By Richard Jones | Jan 11, 2017

SAN FRANCISCO — Wells Fargo is experiencing more fallout from its fake-account scandal.

According to California Labor News, a former branch manager has filed a lawsuit against the bank, alleging the bank fired her after she came forth with first-hand knowledge of alleged illegal sales tactics employed by the bank.

Diana Duenas-Brown of Somona, California filed a federal lawsuit in December in U.S. District Court for the Northern District of California. As previously reported in The Northern California Record, Duenas-Brown was fired in March 2015 for reporting that Wells Fargo engaged in fraudulent and deceptive practices against its consumers. After Duenas-Brown reported the activity, she began to be harassed by her supervisor. Her lawsuit claims wrongful termination and retaliation.

Duenas-Brown was a Wells Fargo employee for 14 years.

Wells Fargo has come under scrutiny during the past year as the Consumer Financial Protection Bureau accused the bank of opening more than 2 million bank and credit accounts without customers' knowledge starting in 2011. Wells later told CNN Money in September 2016 that it had terminated more than 5,000 employees in the aftermath of the allegations.

Wells Fargo responded to Duenas-Brown's allegations saying it has zero tolerance for any workplace harassment.

Ingrid Evans, a founding partner at the Evans Firm Inc. in San Francisco, told The Northern California Record that despite Wells Fargo’s firing of thousands of workers related to the allegations, employers are becoming more aggressive in fighting whistleblower retaliation claims.

“Employers will try to go after whistleblowers for blowing the whistle especially if they are in possession of confidential material,” she said. “Whistleblowers are an important part of our democratic process to protect consumers. The fact they may have confidential material should not be able to be used against them.”

Evans said Duenas-Brown claim also faces the hurdle that California law does not actually ban abusive conduct in the workplace. In 2015, California Gov. Jerry Brown signed into law Assembly Bill 2053, which added new requirements for employers regarding training and the implantations of training programs to prevent abuse.

But while the law does require employers with more than 50 employees to provide training, it still does not statutorily ban abusive conduct in the workplace. It also does not require those same employers to create a definitive process for employees who have come forward and alleged abusive workplace conduct.

“Any type of conduct that is harassing or verging on something that might be illegal should come under scrutiny under California law,” Evans said. “There are some laws in California for illegal fraudulent and unfair business practices, and it would be nice to see unfair and fraudulent practices such as harassment and retaliation given added strength so there aren’t quite as many requirements for proving those cases.”
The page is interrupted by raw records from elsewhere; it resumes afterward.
PR #414, opened 2016-05-24
maven goal report-aggregate doesn't use it's own measurement 

marchof:
JaCoCo version: 0.7.7-SNAPSHOT
Operating system: Windows
Tool integration: Maven

The maven goal report-aggregate doesn't read the exec file in the executing project.
When an integration-test module IT has collected the coverage data and stored the result to IT/target/jacoco.exec, the report generation by report-aggregate reads all the jacoco.exec files of all dependant projects in the reactor but not the file in the IT module itself.

Since a module isn't dependant by itself in maven, in the method findDependencies there should be the statement
`result.add(this.project);`

Another solution could be, to redesign this goal to walk not thru the depends but thru the submodules like aggregated reports of other tools, so the report will be on the top level of the generated site.


marchof:
@kubachmann @Godin Please review.

kubachmann:
Works for me. Result is as expected.

marchof:
@Godin Can you please also check and merge if it looks ok for you?

Godin:
@marchof I'm doing this right now 😉

Godin:
LGTM :thumbsup:

PR #177, opened 2016-05-27
Frames are re-calculated for large methods

Godin:
JaCoCo cannot re-calculate stackmap frames as this is an expensive operation and would require knowing the type hierarchy (which is not available). Also ASM default implementation for the type hierarchy actually loads(!) the classes.

Therefore in JaCoCo special care has been taken to incrementally update the stackmap frames during instrumentation.

It has been reported that the stackmap frame are re-calculated anyways is special situations, stack trace:

```
java.lang.ClassNotFoundException: javax.servlet.jsp.tagext.BodyContent
         at org.jacoco.asm.ClassWriter.getCommonSuperClass(Unknown Source)
         at org.jacoco.asm.ClassWriter.a(Unknown Source)
         at org.jacoco.asm.Frame.a(Unknown Source)
         at org.jacoco.asm.Frame.a(Unknown Source)
         at org.jacoco.asm.MethodWriter.visitMaxs(Unknown Source)
         at org.jacoco.asm.ClassReader.a(Unknown Source)
         at org.jacoco.asm.ClassReader.b(Unknown Source)
         at org.jacoco.asm.ClassReader.accept(Unknown Source)
         at org.jacoco.asm.ClassReader.accept(Unknown Source)
         at org.jacoco.asm.ClassWriter.toByteArray(Unknown Source)
         at org.jacoco.core.instr.Instrumenter.instrument(Instrumenter.java:79)
         at org.jacoco.core.instr.Instrumenter.instrument(Instrumenter.java:139) 
```

Looking at ASM source code it turned out that ASM triggers a frame re-calculation if the methods exceeds a certain size. See MethodWriter.resizeInstructions(). Shit.

Corresponding ASM issue: http://forge.ow2.org/tracker/?func=detail&aid=317551&group_id=23&atid=100023

### DIFF
--- a/org.jacoco.core.test/src/org/jacoco/core/test/validation/ResizeInstructionsTest.java
+++ b/org.jacoco.core.test/src/org/jacoco/core/test/validation/ResizeInstructionsTest.java
@@ -1,5 +1,5 @@
 /*******************************************************************************
- * Copyright (c) 2009, 2016 Mountainminds GmbH & Co. KG and Contributors
+ * Copyright (c) 2009, 2017 Mountainminds GmbH & Co. KG and Contributors
  * All rights reserved. This program and the accompanying materials
  * are made available under the terms of the Eclipse Public License v1.0
  * which accompanies this distribution, and is available at
--- a/org.jacoco.core.test/src/org/jacoco/core/test/validation/ResizeInstructionsTest.java
+++ b/org.jacoco.core.test/src/org/jacoco/core/test/validation/ResizeInstructionsTest.java
@@ -11,7 +11,7 @@
  *******************************************************************************/
 package org.jacoco.core.test.validation;
 
-import static org.junit.Assert.assertEquals;
+import static org.junit.Assert.assertTrue;
 
 import org.jacoco.core.instr.Instrumenter;
 import org.jacoco.core.runtime.IRuntime;
@@ -70,7 +70,7 @@ public class ResizeInstructionsTest {
 		mv.visitEnd();
 		cw.visitEnd();
 		final byte[] original = cw.toByteArray();
-		assertEquals(true, computedCommonSuperClass);
+		assertTrue(computedCommonSuperClass);
 
 		load(className, original);
 		instrumenter.instrument(original, className);
--- a/org.jacoco.core.test/src/org/jacoco/core/test/validation/ResizeInstructionsTest.java
+++ b/org.jacoco.core.test/src/org/jacoco/core/test/validation/ResizeInstructionsTest.java
@@ -113,8 +113,8 @@ public class ResizeInstructionsTest {
 	}
 
 	/**
-	 * Adds code that triggers invocation of
-	 * {@link org.objectweb.asm.MethodWriter#resizeInstructions()} during
+	 * Adds code that triggers usage of
+	 * {@link org.objectweb.asm.MethodWriter#INSERTED_FRAMES} during
 	 * instrumentation.
 	 */
 	private static void addCauseOfResizeInstructions(final MethodVisitor mv) {
--- a/org.jacoco.core.test/src/org/jacoco/core/test/validation/ResizeInstructionsTest.java
+++ b/org.jacoco.core.test/src/org/jacoco/core/test/validation/ResizeInstructionsTest.java
@@ -17,6 +17,7 @@ import org.jacoco.core.instr.Instrumenter;
 import org.jacoco.core.runtime.IRuntime;
 import org.jacoco.core.runtime.RuntimeData;
 import org.jacoco.core.runtime.SystemPropertiesRuntime;
+import org.jacoco.core.test.TargetLoader;
 import org.junit.After;
 import org.junit.Before;
 import org.junit.Test;
@@ -71,23 +72,11 @@ public class ResizeInstructionsTest {
 		cw.visitEnd();
 		final byte[] original = cw.toByteArray();
 		assertTrue(computedCommonSuperClass);
+		new TargetLoader().add(className, original);
 
-		load(className, original);
-		instrumenter.instrument(original, className);
-	}
-
-	private static void load(final String className, final byte[] bytes)
-			throws ClassNotFoundException {
-		new ClassLoader() {
-			@Override
-			protected Class<?> loadClass(final String name,
-					final boolean resolve) throws ClassNotFoundException {
-				if (name.equals(className)) {
-					return defineClass(name, bytes, 0, bytes.length);
-				}
-				return super.loadClass(name, resolve);
-			}
-		}.loadClass(className);
+		final byte[] instrumented = instrumenter.instrument(original,
+				className);
+		new TargetLoader().add(className, instrumented);
 	}
 
 	/**
--- a/org.jacoco.core.test/src/org/jacoco/core/test/validation/ResizeInstructionsTest.java
+++ b/org.jacoco.core.test/src/org/jacoco/core/test/validation/ResizeInstructionsTest.java
@@ -1,0 +1,131 @@
+/*******************************************************************************
+ * Copyright (c) 2009, 2016 Mountainminds GmbH & Co. KG and Contributors
+ * All rights reserved. This program and the accompanying materials
+ * are made available under the terms of the Eclipse Public License v1.0
+ * which accompanies this distribution, and is available at
+ * http://www.eclipse.org/legal/epl-v10.html
+ *
+ * Contributors:
+ *    Evgeny Mandrikov - initial API and implementation
+ *
+ *******************************************************************************/
+package org.jacoco.core.test.validation;
+
+import static org.junit.Assert.assertEquals;
+
+import org.jacoco.core.instr.Instrumenter;
+import org.jacoco.core.runtime.IRuntime;
+import org.jacoco.core.runtime.RuntimeData;
+import org.jacoco.core.runtime.SystemPropertiesRuntime;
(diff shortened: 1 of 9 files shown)


Godin:
@marchof reproducer attached.

It reproduces problem with released ASM 5.0.4 and with r1773, which is base for patch  http://forge.ow2.org/tracker/download.php/23/100023/317551/3773/bugfix317551.patch from http://forge.ow2.org/tracker/?func=detail&aid=317551&group_id=23&atid=100023 But unfortunately even construction of a class for reproducer fails on r1773 with patch:
```
java.lang.NullPointerException
        at org.objectweb.asm.Frame.push(Frame.java:691)
        at org.objectweb.asm.Frame.execute(Frame.java:978)
        at org.objectweb.asm.CurrentFrame.execute(CurrentFrame.java:50)
        at org.objectweb.asm.MethodWriter.visitInsn(MethodWriter.java:746)
        at org.objectweb.asm.ClassReader.readCode(ClassReader.java:1363)
        at org.objectweb.asm.ClassReader.readMethod(ClassReader.java:1032)
        at org.objectweb.asm.ClassReader.accept(ClassReader.java:708)
        at org.objectweb.asm.ClassReader.accept(ClassReader.java:521)
        at org.objectweb.asm.ClassWriter.toByteArray(ClassWriter.java:1005)
        at org.jacoco.core.test.validation.ResizeInstructionsTest.createClass(ResizeInstructionsTest.java:115)
```

So that if reproducer looks correct for you, then I suppose we can report back that patch is not working.

marchof:
@Godin Now I remember that I came to similar point ;-)

http://forge.ow2.org/tracker/?func=detail&aid=317555&group_id=23&atid=100023

I somehow failed to attach my reproducer at that time (be aware: ow2 tools are tricky)!

Godin:
@marchof :laughing: okay, so that patch actually should be applied on top of r1776 , let me try

Godin:
@marchof same exception as before, which is btw different from the one you faced and contains traces of a patch - `org.objectweb.asm.CurrentFrame` is new file from patch

Godin:
@marchof hmmm, however it works, when generated `Short.MAX_VALUE - 7` NOPs instead of `Short.MAX_VALUE`

Godin:
and `Short.MAX_VALUE - 3` causes similar NPE during instrumentation, but not during construction of class:
```
Caused by: java.lang.NullPointerException
	at org.objectweb.asm.Frame.push(Frame.java:691)
	at org.objectweb.asm.Frame.push(Frame.java:710)
	at org.objectweb.asm.Frame.execute(Frame.java:1308)
	at org.objectweb.asm.CurrentFrame.execute(CurrentFrame.java:50)
	at org.objectweb.asm.MethodWriter.visitMethodInsn(MethodWriter.java:917)
	at org.objectweb.asm.ClassReader.readCode(ClassReader.java:1492)
	at org.objectweb.asm.ClassReader.readMethod(ClassReader.java:1032)
	at org.objectweb.asm.ClassReader.accept(ClassReader.java:708)
	at org.objectweb.asm.ClassReader.accept(ClassReader.java:521)
	at org.objectweb.asm.ClassWriter.toByteArray(ClassWriter.java:1005)
	at org.jacoco.core.instr.Instrumenter.instrument(Instrumenter.java:85)
	at org.jacoco.core.instr.Instrumenter.instrument(Instrumenter.java:108)
```

Godin:
which is understandable - lower values do not cause resizing

marchof:
Just to double check: Have you tried to load the generated class into a JVM to make sure it is valid? ASM totally relies on valid usage of its APIs and valid input files. Most invalid usages of ASM will result in internal errors.

Godin:
@marchof see commit with added loading - works fine, when class is generated with ASM 5.0.4

marchof:
So this seems to be an issue with the patch which should be reported to ASM.

Godin:
@marchof NPE happens in a new code for resizing during processing of a first instruction of a method - `ICONST_0`, so that I have strong feeling that there is something fishy in implementation of new `CurrentFrame` and its instantiation in `MethodWriter` as it was added exactly for the case of first instruction:
```
// This should happen only once, for the implicit first frame
// (which is explicitly visited in ClassReader if the
// EXPAND_ASM_INSNS option is used).
currentBlock.frame = new CurrentFrame();
```

Godin:
I'm wondering - does it mean that case of resizing is not covered by tests in ASM? They don't use JaCoCo! :wink:

Godin:
@marchof reported - http://forge.ow2.org/tracker/index.php?func=detail&aid=317630&group_id=23&atid=100023

sudhanshusr:
@peter-fu Hi peter, you found any solution to exclude Routes from instrumentaion.? I am also facing the same problem please let me know if you get any lead. thanks

peter-fu:
No, I spitted routes instead.

https://github.com/sbt/jacoco4sbt/issues/44 is still open, so

Godin:
Meanwhile maybe we should override `getCommonSuperClass` to provide more meaningful error message? And maybe even completely forbidding recalculation of frames and unexpected classloading.

@marchof WDYT?

marchof:
@Godin I wouldn't introduce a exception here until we have a fixed ASM version:

1. At least for "app classpath only" the current setup works
2. We already add context information to any exception during instrumentation

Godin:
For the record: http://forge.ow2.org/tracker/?func=detail&aid=317630&group_id=23&atid=100023 provides new patch, which passes our reproducer.

Godin:
And fix went into current trunk of ASM, so that we just need to wait their release.

Godin:
@marchof could you please review? Similarly to https://github.com/jacoco/jacoco/pull/462#issuecomment-269626527 test uses a bit of bytecode generation.

bjkail:
@Godin I don't understand the `assertEquals(true, computedCommonSuperClass);`.  Per [marchof's comment](https://github.com/jacoco/jacoco/pull/177#issuecomment-221664022), we want to assert that the new ASM does not call `getCommonSuperclass` due to an internal `resizeInstructions`.

Godin:
@bjkail construction of original class happens with `COMPUTE_FRAMES` and this assertion ensures that method is called during construction of original class, i.e. that reproducer makes sense. After that during instrumentation there is no `ClassNotFoundException`, i.e. that upgrade of ASM library solves the issue and there is no computation of frames during instrumentation.

marchof:
@Godin Not sure how this test asserts that `getCommonSuperClass()` is not called during instrumentation? `java/lang/Integer` should load without any problems.

I think we should now add an assertion in Instrumenter that forbids execution of `getCommonSuperClass()` at all.

org.jacoco.core.test/src/org/jacoco/core/test/validation/ResizeInstructionsTest.java
```diff
@@ -0,0 +1,131 @@
...
+		final byte[] original = cw.toByteArray();
+		assertEquals(true, computedCommonSuperClass);
+
+		load(className, original);
+		instrumenter.instrument(original, className);
+	}
+
+	private static void load(final String className, final byte[] bytes)
+			throws ClassNotFoundException {
+		new ClassLoader() {
```
marchof: Use existing `TargetLoader` instead?

org.jacoco.core.test/src/org/jacoco/core/test/validation/ResizeInstructionsTest.java
```diff
@@ -0,0 +1,131 @@
...
+		final MethodVisitor mv = cw.visitMethod(Opcodes.ACC_PUBLIC, "m", "()V",
+				null, null);
+		mv.visitCode();
+		addCauseOfResizeInstructions(mv);
+		addCauseOfGetCommonSuperClass(mv);
+		mv.visitMaxs(1, 1);
+		mv.visitEnd();
+		cw.visitEnd();
+		final byte[] original = cw.toByteArray();
+		assertEquals(true, computedCommonSuperClass);
```
marchof: I prefer `assertTrue(computedCommonSuperClass)` and I think we use it consistently in other tests.

Godin:
@marchof 

> Not sure how this test asserts that getCommonSuperClass() is not called during instrumentation? java/lang/Integer should load without any problems.

Default implementation of `String getCommonSuperClass(final String type1, final String type2)` that is used during instrumentation loads both `type1` and `type2`, so while loading of `java/lang/Integer` is ok, loading of created class `Example` will fail with `ClassNotFoundException` if this method is called.  You can observe this in a build where test was added or by downgrading ASM to 0.5.1.

> I think we should now add an assertion in Instrumenter that forbids execution of getCommonSuperClass() at all.

Indeed. I'll add this.

org.jacoco.core.test/src/org/jacoco/core/test/validation/ResizeInstructionsTest.java
Godin: You right. Fixed.

org.jacoco.core.test/src/org/jacoco/core/test/validation/ResizeInstructionsTest.java
Godin: Done.

marchof:
@Godin Somehow "Add your review" and then checking "Approve" does not seem to work currently. Anything I overlooked here?

Godin:
@marchof don't know why you wasn't able to approve. I can bypass this check...

PR #418, opened 2016-05-29
Test whether there are child execution data files to report upon

timp:
Ensure that the aggregate report is only created if there are data files present in dependent children.

### DIFF
--- a/jacoco-maven-plugin/src/org/jacoco/maven/ReportAggregateMojo.java
+++ b/jacoco-maven-plugin/src/org/jacoco/maven/ReportAggregateMojo.java
@@ -86,7 +86,7 @@ public class ReportAggregateMojo extends AbstractReportMojo {
 
 	@Override
 	boolean canGenerateReportRegardingDataFiles() {
-		return true;
+		return executionDataFilesCount() > 0;
 	}
 
 	@Override
@@ -107,6 +107,22 @@ public class ReportAggregateMojo extends AbstractReportMojo {
 		for (final MavenProject dependency : findDependencies(
 				Artifact.SCOPE_COMPILE, Artifact.SCOPE_TEST)) {
 			loadExecutionData(support, filter, dependency.getBasedir());
+		}
+	}
+
+	private int executionDataFilesCount() {
+		final FileFilter filter = new FileFilter(dataFileIncludes,
+				dataFileExcludes);
+		try {
+			int count = 0;
+			for (final MavenProject dependency : findDependencies(
+					Artifact.SCOPE_COMPILE, Artifact.SCOPE_TEST)) {
+				count += filter.getFiles(dependency.getBasedir()).size();
+			}
+			return count;
+		} catch (IOException e) {
+			throw new RuntimeException(
+					"Unable to determine number of executing data files", e);
 		}
 	}
 
--- a/jacoco-maven-plugin.test/it/it-no-aggregate-report/invoker.properties
+++ b/jacoco-maven-plugin.test/it/it-no-aggregate-report/invoker.properties
@@ -1,0 +1,4 @@
+invoker.goals = clean install site
+
+# maven-site-plugin 3.0 requires at least Maven 2.2.0
+invoker.maven.version = 2.2.0+
--- a/jacoco-maven-plugin.test/it/it-no-aggregate-report/pom.xml
+++ b/jacoco-maven-plugin.test/it/it-no-aggregate-report/pom.xml
@@ -1,0 +1,53 @@
+<?xml version="1.0" encoding="UTF-8"?>
+<!--
+   Copyright (c) 2009, 2016 Mountainminds GmbH & Co. KG and Contributors
+   All rights reserved. This program and the accompanying materials
+   are made available under the terms of the Eclipse Public License v1.0
+   which accompanies this distribution, and is available at
+   http://www.eclipse.org/legal/epl-v10.html
+
+   Contributors:
+      Marc R. Hoffmann, Jan Wloka - initial API and implementation
+-->
+<project xmlns="http://maven.apache.org/POM/4.0.0" xmlns:xsi="http://www.w3.org/2001/XMLSchema-instance"
+         xsi:schemaLocation="http://maven.apache.org/POM/4.0.0 http://maven.apache.org/xsd/maven-4.0.0.xsd">
+  <modelVersion>4.0.0</modelVersion>
+
+  <parent>
+    <groupId>jacoco</groupId>
+    <artifactId>setup-parent</artifactId>
+    <version>1.0-SNAPSHOT</version>
+  </parent>
+  <artifactId>no-aggregate</artifactId>
+  <packaging>jar</packaging>
+  <build>
+    <plugins>
+      <plugin>
+        <groupId>@project.groupId@</groupId>
+        <artifactId>jacoco-maven-plugin</artifactId>
+        <executions>
+          <execution>
+            <id>prepare-agent</id>
+            <goals>
+              <goal>prepare-agent</goal>
+            </goals>
+          </execution>
+          <execution>
+            <id>report</id>
+            <goals>
+              <goal>report</goal>
+            </goals>
+          </execution>
+        </executions>
+      </plugin>
+    </plugins>
+  </build>
+  <reporting>
+    <plugins>
+      <plugin>
+        <groupId>org.jacoco</groupId>
+        <artifactId>jacoco-maven-plugin</artifactId>
+      </plugin>
+    </plugins>
+  </reporting>
+</project>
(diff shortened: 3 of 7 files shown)


marchof:
What is the use case for this?

As discussed earlier, this case is probably wrong usage of the report-aggregate goal. This goal should only be configured for a module which is responsible for generating the aggregate report. If the goal is e.g. inherited "by chance" from a parent POM I would consider this as wrong configuration.

jacoco-maven-plugin/src/org/jacoco/maven/ReportAggregateMojo.java
```diff
@@ -110,6 +110,22 @@ void loadExecutionData(final ReportSupport support) throws IOException {
 		}
 	}
 
+	private int executionDataFilesCount() {
+		final FileFilter filter = new FileFilter(dataFileIncludes,
+				dataFileExcludes);
+		try {
+			int count = 0;
+			for (final MavenProject dependency : findDependencies(
```
marchof: Exec file in report project itself is missung here, see #414.

timp:
As pointed out earlier by @Godin  the use case is that maven site goal introduces an execution of the report-aggregate goal, so producing an empty aggregate report in normal projects.

jacoco-maven-plugin/src/org/jacoco/maven/ReportAggregateMojo.java
timp: Yes,  understood. We discussed and the report-aggregate goal is not currently intended to include the reported upon project. #414 appears to reverse this.  Should #414 be  merged this will need to change.

marchof: #414 **is** merged.

marchof:
@Godin @timp But only if it is configured right? Which is invalid setup from my point of view for non-reporting modules.

jacoco-maven-plugin/src/org/jacoco/maven/ReportAggregateMojo.java
Godin: @timp #413 = exec file + project sources , #414 = only exec file , #414 was merged

timp:
@marchof so if there is no mention of the jacoco plugin within the reporting section then this behaviour will not occur? 
I have 
```
    <reporting>
      <plugins>
        <plugin>
          <groupId>org.jacoco</groupId>
          <version>0.7.7-SNAPSHOT</version>
        </plugin>
      </plugin
    </reporting
```
This PR may help reduce confusion.

Godin:
@marchof as far as I understood inclusion happens implicitly as soon as jacoco-maven-plugin declared as a reporting plugin for site.

@timp it would be clearer, if this PR will have integration test for the case it tries to cover

Godin:
@marchof could be noted that `ReportAggregateMojo` participates in site generation, because inherits from `AbstractReportMojo`, which inherits from `AbstractMavenReport`, which implies
> The basis for a Maven report which can be generated both as part of a site generation or as a direct standalone goal invocation.

This is desired behaviour for `ReportMojo ` as per 8b73c3c455431e8f5400595dcb193b1427cbce48.

If  `ReportAggregateMojo` should not participate in site generation, then we can simply break this inheritance chain.

For the time being I hadn't time to study this PR, so it is unclear to me what are the consequences of this PR on various cases.

timp:
I have pulled latest master and passed all current tests. I am looking at adding an integration test, but may not have time.

timp:
@godin A test added.

Godin:
@marchof @timp guys, I had some time to do a wider look on interoperability with maven-site-plugin:
changing our reference example as
```diff
diff --git c/jacoco-maven-plugin.test/it/it-report-aggregate/child2/pom.xml i/jacoco-maven-plugin.test/it/it-report-aggregate/child2/pom.xml
index e340ca2..b7f3e98 100644
--- c/jacoco-maven-plugin.test/it/it-report-aggregate/child2/pom.xml
+++ i/jacoco-maven-plugin.test/it/it-report-aggregate/child2/pom.xml
@@ -21,5 +21,12 @@
 
   <artifactId>child2</artifactId>
   <packaging>jar</packaging>
-  
+
+  <dependencies>
+    <dependency>
+      <groupId>jacoco</groupId>
+      <artifactId>child1</artifactId>
+      <version>${project.version}</version>
+    </dependency>
+  </dependencies>
 </project>
diff --git c/jacoco-maven-plugin.test/it/it-report-aggregate/invoker.properties i/jacoco-maven-plugin.test/it/it-report-aggregate/invoker.properties
new file mode 100644
index 0000000..df5d7d2
--- /dev/null
+++ i/jacoco-maven-plugin.test/it/it-report-aggregate/invoker.properties
@@ -0,0 +1 @@
+invoker.goals = clean install site
diff --git c/jacoco-maven-plugin.test/it/it-report-aggregate/pom.xml i/jacoco-maven-plugin.test/it/it-report-aggregate/pom.xml
index 71b7a19..074b697 100644
--- c/jacoco-maven-plugin.test/it/it-report-aggregate/pom.xml
+++ i/jacoco-maven-plugin.test/it/it-report-aggregate/pom.xml
@@ -45,4 +45,14 @@
       </plugin>
     </plugins>
   </build>
+
+  <reporting>
+    <plugins>
+      <!-- https://maven.apache.org/plugins/maven-site-plugin/examples/configuring-reports.html#Selecting_Reports_from_a_Plugin:_Configuring_Report_Sets -->
+      <plugin>
+        <groupId>org.jacoco</groupId>
+        <artifactId>jacoco-maven-plugin</artifactId>
+      </plugin>
+    </plugins>
+  </reporting>
 </project>
```
Note that this adds dependency from `child2` to `child1`.
And currently would cause
 1. creation of usual report and link in generated site only in modules `child1` and `child2`
 2. creation of empty aggregate report and link in generated site in root and module `child1`
 3. creation of aggregate report and link in generated site in modules `child1-test` (coverage of `child1` by tests in `child1` and `child1-test`), `child2` (coverage of `child1` by tests in `child1` and `child2`) and `report` (coverage of `child1` and `child2` by tests in `child1`, `child1-test`, `child2` and `report`)

After merge of this PR the only change - no more empty aggregate report and link in root and module `child1`. And actually mismatch between `executionDataFilesCount` and `loadExecutionData` in regards to current project is correct one, otherwise `child1` would have empty aggregate report.

However what is bothering - is a report generated in `child2`, because it doesn't contain sources of `child2` and this concern was described in #413.

Should be noted that implicit execution of all reporting mojos - is expected behavior as per https://maven.apache.org/plugins/maven-site-plugin/examples/configuring-reports.html#Selecting_Reports_from_a_Plugin:_Configuring_Report_Sets :
> By default, when you add a plugin in reporting section, every reporting goal available in the plugin is rendered once.

and it also states 

> Notice: don't forget to define reportSets for plugins which provide aggregator reports, like maven-javadoc-plugin, maven-jxr-plugin or maven-checkstyle-plugin or you'll have these aggregate reports run by default in addition to non-aggregate reports.

Hence we can:
 1. leave everything as is and refer to a statement above about `reportSets`
 2. completely forbid execution of `ReportAggregate` as reporting mojo by breaking inheritance from `AbstractMavenReport` or by unconditionally returning `false` from `canGenerateReport`
 3. merge this PR after addition of comment about mismatch, and probably merge of integration tests to simplify them
 4. merge this PR and polished #413
 5. 4th option actually almost completely removes the differences between `ReportMojo` and `ReportAggregateMojo`, so that maybe last one can be integrated into first one with addition of parameter `includeDependencies` or something like that. This would also imply that aggregation during site generation would always be requiring configuration.

4th option looks good to me and doesn't prevent to do 5th in future.

@marchof WDYT?

marchof:
@Godin @timp Thanks for the example and the analysis!

I wasn't aware of this Maven "feature" and we probably should do something about this to prevent unwanted aggregate reports. In a multi module project where every module has its own tests and most modules have dependencies to each to others your would get (redundant) aggregate reports all over the place. Even with this PR as exec files are present.

So the questions is not about **empty** aggregates report but about whether it makes sense to create  separate aggregate reports at all for every module.

Godin:
@marchof you right - redundant aggregate reports in a multi-module project is not nice. What means that we should go ahead with option 1 or 2 ? Option 1 looks good to me since it is simplest solution and anyway `reportSets` **must be defined explicitly** for standard Maven plugins like `maven-javadoc-plugin`.

marchof:
@Godin If we go for option 1 and add documentation? Or will this cause trouble for existing users?

Godin:
@marchof what do you mean by "trouble"? if existing users don't have explicit `reportSets`, i.e. they have declaration as
```
  <reporting>
    <plugins>
      <plugin>
        <groupId>org.jacoco</groupId>
      </plugin>
    </plugins>
  </reporting>
```
then during upgrade they will need to change it on
```
  <reporting>
    <plugins>
      <plugin>
        <groupId>org.jacoco</groupId>
        <reportSets>
          <reportSet>
            <reports>
              <report>report</report>
            </reports>
          <reportSet>
        </reportSets>
      </plugin>
    </plugins>
  </reporting>
```
otherwise they will be getting aggregate reports everywhere.

marchof:
@Godin I'm o.k. with option 1 for now. Do you add a comment to the goal documentation?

Evans pointed out that California law does address many forms of abusive conduct under other statutes, such as sexual harassment and discrimination laws.

Evans said she is not sure what a Donald Trump administration would mean for whistleblowers and whistleblower protections, but is willing to reserve judgment.

“I don't know if anyone can anticipate what is going to happen,” she said. “I don't think anyone can guess, but I certainly hope people are continued to be protected by the law.”